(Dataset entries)
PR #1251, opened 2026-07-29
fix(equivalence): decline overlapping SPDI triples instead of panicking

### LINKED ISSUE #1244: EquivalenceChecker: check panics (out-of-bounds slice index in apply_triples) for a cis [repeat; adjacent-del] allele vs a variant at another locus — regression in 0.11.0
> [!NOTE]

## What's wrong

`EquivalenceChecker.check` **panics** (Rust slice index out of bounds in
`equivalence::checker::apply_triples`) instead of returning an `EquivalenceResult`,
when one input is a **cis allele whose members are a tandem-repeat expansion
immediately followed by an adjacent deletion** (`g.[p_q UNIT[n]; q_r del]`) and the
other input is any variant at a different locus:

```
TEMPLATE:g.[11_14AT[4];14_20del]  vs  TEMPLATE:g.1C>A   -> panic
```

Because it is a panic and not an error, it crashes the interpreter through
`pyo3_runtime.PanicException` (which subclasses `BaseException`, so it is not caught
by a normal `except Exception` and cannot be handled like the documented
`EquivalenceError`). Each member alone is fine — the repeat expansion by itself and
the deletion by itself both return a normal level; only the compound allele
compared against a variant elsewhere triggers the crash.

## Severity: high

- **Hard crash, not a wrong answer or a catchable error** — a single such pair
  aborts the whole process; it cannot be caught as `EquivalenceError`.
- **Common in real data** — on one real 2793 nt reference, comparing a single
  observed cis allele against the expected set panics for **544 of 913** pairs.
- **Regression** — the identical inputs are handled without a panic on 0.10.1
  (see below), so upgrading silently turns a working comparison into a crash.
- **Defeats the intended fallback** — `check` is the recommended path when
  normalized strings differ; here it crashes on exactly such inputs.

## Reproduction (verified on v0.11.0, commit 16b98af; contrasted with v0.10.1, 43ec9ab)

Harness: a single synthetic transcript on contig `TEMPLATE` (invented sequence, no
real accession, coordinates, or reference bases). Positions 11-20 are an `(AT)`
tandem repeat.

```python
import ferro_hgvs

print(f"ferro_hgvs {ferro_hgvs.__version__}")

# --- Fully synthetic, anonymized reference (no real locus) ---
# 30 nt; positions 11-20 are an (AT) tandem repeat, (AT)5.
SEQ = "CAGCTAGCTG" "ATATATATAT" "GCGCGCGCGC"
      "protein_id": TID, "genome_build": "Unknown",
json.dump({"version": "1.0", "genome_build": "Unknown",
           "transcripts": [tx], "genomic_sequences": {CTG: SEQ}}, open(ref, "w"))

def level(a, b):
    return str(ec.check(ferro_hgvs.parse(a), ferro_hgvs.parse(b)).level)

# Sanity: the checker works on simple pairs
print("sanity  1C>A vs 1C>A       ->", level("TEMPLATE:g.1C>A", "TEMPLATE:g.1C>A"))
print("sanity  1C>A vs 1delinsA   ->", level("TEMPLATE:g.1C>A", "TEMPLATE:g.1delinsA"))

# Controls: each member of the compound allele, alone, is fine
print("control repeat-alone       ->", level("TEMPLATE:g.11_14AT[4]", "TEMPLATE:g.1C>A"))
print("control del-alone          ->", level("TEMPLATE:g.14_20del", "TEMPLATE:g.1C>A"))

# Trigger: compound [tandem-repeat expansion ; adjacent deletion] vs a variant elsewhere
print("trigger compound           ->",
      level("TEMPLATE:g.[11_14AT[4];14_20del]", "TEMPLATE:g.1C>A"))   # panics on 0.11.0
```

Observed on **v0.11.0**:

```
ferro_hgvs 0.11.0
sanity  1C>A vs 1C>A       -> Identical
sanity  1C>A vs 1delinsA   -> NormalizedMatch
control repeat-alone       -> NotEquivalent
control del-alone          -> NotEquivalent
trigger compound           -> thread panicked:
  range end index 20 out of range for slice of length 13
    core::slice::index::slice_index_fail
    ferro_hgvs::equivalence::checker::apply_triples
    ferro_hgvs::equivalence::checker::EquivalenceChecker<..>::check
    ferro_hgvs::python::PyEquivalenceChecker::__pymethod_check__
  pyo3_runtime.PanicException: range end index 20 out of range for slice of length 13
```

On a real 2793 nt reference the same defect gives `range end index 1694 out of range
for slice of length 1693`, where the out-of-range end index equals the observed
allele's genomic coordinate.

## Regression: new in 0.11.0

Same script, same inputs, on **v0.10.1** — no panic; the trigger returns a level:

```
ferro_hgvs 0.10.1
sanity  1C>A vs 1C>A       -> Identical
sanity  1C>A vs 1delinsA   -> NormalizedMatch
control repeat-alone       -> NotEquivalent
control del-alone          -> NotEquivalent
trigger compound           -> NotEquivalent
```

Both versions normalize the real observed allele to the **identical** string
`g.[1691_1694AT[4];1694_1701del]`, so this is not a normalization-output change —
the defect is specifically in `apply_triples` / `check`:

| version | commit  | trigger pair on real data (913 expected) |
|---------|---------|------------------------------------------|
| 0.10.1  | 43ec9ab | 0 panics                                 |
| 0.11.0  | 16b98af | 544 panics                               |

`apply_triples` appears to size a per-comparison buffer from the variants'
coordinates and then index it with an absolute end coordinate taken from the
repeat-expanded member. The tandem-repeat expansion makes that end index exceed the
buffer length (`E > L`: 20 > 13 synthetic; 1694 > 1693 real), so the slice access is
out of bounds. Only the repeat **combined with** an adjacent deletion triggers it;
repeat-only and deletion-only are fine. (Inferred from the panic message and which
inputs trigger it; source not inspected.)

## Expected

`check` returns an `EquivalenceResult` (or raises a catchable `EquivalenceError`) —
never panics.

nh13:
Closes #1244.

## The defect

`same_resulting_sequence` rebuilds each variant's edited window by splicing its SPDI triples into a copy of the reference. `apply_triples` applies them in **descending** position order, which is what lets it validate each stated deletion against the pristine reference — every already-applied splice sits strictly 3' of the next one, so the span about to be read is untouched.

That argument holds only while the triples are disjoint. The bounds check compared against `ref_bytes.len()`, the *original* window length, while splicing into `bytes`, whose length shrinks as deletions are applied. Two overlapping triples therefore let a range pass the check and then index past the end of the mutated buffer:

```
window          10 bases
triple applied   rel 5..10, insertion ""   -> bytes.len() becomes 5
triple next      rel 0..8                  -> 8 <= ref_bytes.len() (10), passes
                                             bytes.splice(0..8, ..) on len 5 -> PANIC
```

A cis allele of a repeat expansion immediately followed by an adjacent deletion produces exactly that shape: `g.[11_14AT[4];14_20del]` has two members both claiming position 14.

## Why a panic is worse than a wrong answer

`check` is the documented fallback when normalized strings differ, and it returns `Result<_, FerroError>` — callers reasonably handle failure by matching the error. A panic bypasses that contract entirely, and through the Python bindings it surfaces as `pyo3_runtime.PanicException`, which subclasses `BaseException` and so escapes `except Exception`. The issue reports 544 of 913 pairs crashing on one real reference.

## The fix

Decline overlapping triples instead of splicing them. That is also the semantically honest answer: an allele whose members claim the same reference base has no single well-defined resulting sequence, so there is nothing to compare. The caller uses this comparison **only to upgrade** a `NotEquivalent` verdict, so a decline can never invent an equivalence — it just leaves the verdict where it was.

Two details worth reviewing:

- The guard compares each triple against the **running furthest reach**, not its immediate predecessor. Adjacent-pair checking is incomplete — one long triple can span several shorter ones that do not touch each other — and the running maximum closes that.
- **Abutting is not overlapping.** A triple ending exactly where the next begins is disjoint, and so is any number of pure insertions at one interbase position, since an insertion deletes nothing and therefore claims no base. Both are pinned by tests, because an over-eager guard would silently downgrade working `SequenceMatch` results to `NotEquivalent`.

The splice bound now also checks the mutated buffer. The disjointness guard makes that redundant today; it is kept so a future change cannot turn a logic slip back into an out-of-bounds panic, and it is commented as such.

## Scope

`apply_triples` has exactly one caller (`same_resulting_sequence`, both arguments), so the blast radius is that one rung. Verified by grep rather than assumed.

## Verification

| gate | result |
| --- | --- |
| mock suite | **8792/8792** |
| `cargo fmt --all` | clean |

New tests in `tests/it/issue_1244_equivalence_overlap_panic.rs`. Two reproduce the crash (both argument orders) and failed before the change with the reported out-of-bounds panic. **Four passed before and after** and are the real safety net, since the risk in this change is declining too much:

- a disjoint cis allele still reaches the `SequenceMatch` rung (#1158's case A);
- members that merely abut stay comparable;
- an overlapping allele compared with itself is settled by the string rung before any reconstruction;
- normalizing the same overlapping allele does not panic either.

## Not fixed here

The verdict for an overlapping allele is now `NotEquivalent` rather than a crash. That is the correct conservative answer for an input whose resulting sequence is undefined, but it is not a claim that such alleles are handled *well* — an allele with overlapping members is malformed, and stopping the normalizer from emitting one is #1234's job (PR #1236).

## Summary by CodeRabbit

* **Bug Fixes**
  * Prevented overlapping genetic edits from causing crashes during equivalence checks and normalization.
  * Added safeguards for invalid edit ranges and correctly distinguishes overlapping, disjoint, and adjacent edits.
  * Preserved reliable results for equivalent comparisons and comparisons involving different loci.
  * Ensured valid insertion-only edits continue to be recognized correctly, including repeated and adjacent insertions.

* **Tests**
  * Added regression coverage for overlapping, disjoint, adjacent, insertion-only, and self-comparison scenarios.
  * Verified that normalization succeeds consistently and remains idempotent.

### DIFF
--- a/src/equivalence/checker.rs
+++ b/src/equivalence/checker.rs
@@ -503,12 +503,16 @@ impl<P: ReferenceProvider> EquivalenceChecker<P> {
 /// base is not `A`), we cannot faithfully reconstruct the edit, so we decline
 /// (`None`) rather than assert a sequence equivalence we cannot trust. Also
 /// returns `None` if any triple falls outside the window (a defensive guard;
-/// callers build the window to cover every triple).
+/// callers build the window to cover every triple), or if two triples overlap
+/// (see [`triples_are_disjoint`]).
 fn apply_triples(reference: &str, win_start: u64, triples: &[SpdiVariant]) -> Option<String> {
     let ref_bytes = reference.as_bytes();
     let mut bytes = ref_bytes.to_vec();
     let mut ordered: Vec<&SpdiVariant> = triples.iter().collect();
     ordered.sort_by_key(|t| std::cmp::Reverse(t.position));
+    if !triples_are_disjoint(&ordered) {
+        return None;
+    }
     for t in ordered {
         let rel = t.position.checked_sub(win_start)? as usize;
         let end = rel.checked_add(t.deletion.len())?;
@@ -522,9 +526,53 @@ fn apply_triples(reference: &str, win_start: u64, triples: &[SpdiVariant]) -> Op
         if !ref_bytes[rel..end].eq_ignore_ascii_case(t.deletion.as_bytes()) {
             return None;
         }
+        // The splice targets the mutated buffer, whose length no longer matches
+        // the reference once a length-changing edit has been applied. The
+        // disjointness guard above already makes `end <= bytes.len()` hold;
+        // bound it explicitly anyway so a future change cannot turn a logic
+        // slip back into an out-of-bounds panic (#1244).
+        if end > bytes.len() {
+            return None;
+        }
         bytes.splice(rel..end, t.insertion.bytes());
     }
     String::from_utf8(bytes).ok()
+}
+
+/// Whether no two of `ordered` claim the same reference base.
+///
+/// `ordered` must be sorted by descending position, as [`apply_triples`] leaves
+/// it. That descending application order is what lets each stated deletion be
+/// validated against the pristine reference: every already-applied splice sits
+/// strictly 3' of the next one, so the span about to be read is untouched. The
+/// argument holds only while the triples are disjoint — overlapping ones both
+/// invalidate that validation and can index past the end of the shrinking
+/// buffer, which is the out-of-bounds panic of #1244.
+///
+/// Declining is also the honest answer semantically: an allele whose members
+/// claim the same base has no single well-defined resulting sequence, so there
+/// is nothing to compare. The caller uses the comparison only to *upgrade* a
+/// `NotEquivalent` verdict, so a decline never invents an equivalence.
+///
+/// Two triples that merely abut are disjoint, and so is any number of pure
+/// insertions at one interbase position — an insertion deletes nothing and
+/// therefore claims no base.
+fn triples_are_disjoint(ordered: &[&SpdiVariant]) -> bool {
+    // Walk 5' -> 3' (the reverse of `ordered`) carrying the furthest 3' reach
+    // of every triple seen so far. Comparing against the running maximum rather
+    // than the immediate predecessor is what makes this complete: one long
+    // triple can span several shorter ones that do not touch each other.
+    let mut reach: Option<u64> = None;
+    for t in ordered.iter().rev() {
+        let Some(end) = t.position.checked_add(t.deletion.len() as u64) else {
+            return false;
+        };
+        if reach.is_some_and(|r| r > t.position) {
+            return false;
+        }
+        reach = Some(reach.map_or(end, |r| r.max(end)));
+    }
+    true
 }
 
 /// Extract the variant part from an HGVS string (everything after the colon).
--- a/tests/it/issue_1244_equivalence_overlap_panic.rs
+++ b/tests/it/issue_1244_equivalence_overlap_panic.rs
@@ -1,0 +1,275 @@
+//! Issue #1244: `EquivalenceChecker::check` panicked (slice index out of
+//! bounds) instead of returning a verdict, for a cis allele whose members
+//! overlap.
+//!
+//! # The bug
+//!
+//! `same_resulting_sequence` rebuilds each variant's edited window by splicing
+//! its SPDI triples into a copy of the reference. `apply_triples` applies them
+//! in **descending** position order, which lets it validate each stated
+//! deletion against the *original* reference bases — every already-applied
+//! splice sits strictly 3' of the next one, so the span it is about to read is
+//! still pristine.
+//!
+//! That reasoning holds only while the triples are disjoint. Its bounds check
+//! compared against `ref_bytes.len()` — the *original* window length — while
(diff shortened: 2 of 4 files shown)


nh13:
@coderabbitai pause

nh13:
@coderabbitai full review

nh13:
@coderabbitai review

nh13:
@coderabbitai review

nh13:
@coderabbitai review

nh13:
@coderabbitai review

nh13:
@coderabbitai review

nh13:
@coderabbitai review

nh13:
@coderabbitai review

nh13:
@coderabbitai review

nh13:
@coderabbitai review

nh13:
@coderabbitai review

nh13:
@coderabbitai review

#### TASK DETAILS
Once the line with "let end = rel.checked_add(t.deletion.len())?;" is found in the records above, print exactly that line and every line after it through the line with "complete: one long".

#### PROBLEM SOLUTION
         let end = rel.checked_add(t.deletion.len())?;
@@ -522,9 +526,53 @@ fn apply_triples(reference: &str, win_start: u64, triples: &[SpdiVariant]) -> Op
         if !ref_bytes[rel..end].eq_ignore_ascii_case(t.deletion.as_bytes()) {
             return None;
         }
+        // The splice targets the mutated buffer, whose length no longer matches
+        // the reference once a length-changing edit has been applied. The
+        // disjointness guard above already makes `end <= bytes.len()` hold;
+        // bound it explicitly anyway so a future change cannot turn a logic
+        // slip back into an out-of-bounds panic (#1244).
+        if end > bytes.len() {
+            return None;
+        }
         bytes.splice(rel..end, t.insertion.bytes());
     }
     String::from_utf8(bytes).ok()
+}
+
+/// Whether no two of `ordered` claim the same reference base.
+///
+/// `ordered` must be sorted by descending position, as [`apply_triples`] leaves
+/// it. That descending application order is what lets each stated deletion be
+/// validated against the pristine reference: every already-applied splice sits
+/// strictly 3' of the next one, so the span about to be read is untouched. The
+/// argument holds only while the triples are disjoint — overlapping ones both
+/// invalidate that validation and can index past the end of the shrinking
+/// buffer, which is the out-of-bounds panic of #1244.
+///
+/// Declining is also the honest answer semantically: an allele whose members
+/// claim the same base has no single well-defined resulting sequence, so there
+/// is nothing to compare. The caller uses the comparison only to *upgrade* a
+/// `NotEquivalent` verdict, so a decline never invents an equivalence.
+///
+/// Two triples that merely abut are disjoint, and so is any number of pure
+/// insertions at one interbase position — an insertion deletes nothing and
+/// therefore claims no base.
+fn triples_are_disjoint(ordered: &[&SpdiVariant]) -> bool {
+    // Walk 5' -> 3' (the reverse of `ordered`) carrying the furthest 3' reach
+    // of every triple seen so far. Comparing against the running maximum rather
+    // than the immediate predecessor is what makes this complete: one long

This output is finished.